Stored data
# # # # #

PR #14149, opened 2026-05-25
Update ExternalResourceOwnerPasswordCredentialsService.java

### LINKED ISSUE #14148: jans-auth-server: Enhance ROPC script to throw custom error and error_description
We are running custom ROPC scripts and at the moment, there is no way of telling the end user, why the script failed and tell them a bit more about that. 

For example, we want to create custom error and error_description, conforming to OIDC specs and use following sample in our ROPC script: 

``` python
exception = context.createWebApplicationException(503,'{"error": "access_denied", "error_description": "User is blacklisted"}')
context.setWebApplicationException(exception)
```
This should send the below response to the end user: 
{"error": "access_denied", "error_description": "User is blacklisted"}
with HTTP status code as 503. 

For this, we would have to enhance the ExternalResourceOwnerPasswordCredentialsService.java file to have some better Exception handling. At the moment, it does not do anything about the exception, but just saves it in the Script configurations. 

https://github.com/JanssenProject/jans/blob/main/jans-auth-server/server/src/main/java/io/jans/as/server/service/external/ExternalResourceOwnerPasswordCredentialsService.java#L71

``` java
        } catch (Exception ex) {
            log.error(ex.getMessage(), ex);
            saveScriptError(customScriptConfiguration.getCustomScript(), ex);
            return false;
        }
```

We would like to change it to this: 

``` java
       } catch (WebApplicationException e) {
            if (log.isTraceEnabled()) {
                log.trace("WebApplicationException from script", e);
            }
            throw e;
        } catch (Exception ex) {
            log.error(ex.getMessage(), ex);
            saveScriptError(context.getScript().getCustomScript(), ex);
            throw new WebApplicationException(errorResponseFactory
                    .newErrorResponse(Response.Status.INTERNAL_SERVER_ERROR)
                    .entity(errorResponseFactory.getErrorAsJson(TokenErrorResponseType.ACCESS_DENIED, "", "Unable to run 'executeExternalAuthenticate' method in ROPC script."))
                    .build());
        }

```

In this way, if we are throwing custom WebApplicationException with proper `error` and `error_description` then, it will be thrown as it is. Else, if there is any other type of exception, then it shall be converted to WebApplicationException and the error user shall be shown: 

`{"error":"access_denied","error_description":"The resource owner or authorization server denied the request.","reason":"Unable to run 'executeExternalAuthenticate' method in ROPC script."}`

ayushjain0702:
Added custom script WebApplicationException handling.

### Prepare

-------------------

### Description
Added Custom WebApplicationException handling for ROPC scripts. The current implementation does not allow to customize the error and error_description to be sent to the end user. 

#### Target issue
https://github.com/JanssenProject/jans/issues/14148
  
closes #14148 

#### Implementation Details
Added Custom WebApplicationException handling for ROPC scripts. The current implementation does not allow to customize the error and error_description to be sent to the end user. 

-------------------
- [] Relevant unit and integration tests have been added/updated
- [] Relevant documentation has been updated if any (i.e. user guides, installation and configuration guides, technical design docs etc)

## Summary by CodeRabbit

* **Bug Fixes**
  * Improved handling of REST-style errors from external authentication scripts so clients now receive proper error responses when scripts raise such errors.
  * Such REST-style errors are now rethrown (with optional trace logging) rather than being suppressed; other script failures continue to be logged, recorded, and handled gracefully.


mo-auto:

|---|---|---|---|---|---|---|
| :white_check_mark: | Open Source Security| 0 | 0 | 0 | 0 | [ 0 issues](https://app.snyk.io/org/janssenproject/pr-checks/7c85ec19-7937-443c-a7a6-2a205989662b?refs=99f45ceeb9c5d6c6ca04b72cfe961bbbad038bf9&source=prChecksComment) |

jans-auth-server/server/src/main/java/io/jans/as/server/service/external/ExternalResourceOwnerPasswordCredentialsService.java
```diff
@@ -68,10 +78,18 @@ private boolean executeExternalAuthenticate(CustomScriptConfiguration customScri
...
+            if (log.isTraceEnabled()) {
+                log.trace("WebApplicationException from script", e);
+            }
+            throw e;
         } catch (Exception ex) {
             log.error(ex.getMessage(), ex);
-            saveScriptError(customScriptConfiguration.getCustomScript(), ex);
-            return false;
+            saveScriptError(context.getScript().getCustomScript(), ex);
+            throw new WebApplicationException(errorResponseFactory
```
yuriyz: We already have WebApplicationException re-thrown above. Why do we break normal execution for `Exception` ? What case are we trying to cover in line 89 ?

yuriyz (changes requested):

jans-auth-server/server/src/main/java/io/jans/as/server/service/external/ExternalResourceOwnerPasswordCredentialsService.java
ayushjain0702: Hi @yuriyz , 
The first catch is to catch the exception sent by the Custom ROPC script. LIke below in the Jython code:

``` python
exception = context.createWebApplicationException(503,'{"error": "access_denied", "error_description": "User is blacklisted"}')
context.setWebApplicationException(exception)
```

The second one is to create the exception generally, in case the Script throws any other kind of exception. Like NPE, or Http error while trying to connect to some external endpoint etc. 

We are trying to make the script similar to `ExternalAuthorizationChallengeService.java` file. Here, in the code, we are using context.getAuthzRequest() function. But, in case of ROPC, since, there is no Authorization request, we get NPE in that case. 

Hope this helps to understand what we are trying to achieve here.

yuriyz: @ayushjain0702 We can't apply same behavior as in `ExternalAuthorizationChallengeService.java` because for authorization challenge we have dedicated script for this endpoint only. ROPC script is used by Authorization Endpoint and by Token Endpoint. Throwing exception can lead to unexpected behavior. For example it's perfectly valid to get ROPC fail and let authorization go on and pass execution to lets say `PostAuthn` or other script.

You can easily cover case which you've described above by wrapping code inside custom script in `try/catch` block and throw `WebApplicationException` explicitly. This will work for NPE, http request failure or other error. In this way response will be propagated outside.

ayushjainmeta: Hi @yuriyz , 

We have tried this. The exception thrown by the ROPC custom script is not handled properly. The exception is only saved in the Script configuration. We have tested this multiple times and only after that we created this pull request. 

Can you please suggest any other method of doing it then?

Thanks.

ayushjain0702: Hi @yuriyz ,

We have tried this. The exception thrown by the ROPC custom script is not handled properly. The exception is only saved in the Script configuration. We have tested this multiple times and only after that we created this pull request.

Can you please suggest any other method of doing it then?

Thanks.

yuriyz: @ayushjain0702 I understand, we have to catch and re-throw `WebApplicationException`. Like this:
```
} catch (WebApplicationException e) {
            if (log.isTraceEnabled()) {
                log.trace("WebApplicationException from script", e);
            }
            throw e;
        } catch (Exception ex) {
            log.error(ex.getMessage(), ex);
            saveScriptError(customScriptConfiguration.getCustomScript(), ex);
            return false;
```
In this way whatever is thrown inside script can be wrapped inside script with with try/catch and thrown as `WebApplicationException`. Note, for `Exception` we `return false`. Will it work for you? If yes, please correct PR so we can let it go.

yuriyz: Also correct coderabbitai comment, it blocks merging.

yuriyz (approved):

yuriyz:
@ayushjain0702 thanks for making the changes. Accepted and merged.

# # # # #

→ THE PROBLEM: Copy out each line from the preceding entries that mentions the word "false".

→ EXERCISE RESPONSE:
            return false;
-            return false;
            return false;
In this way whatever is thrown inside script can be wrapped inside script with with try/catch and thrown as `WebApplicationException`. Note, for `Exception` we `return false`. Will it work for you? If yes, please correct PR so we can let it go.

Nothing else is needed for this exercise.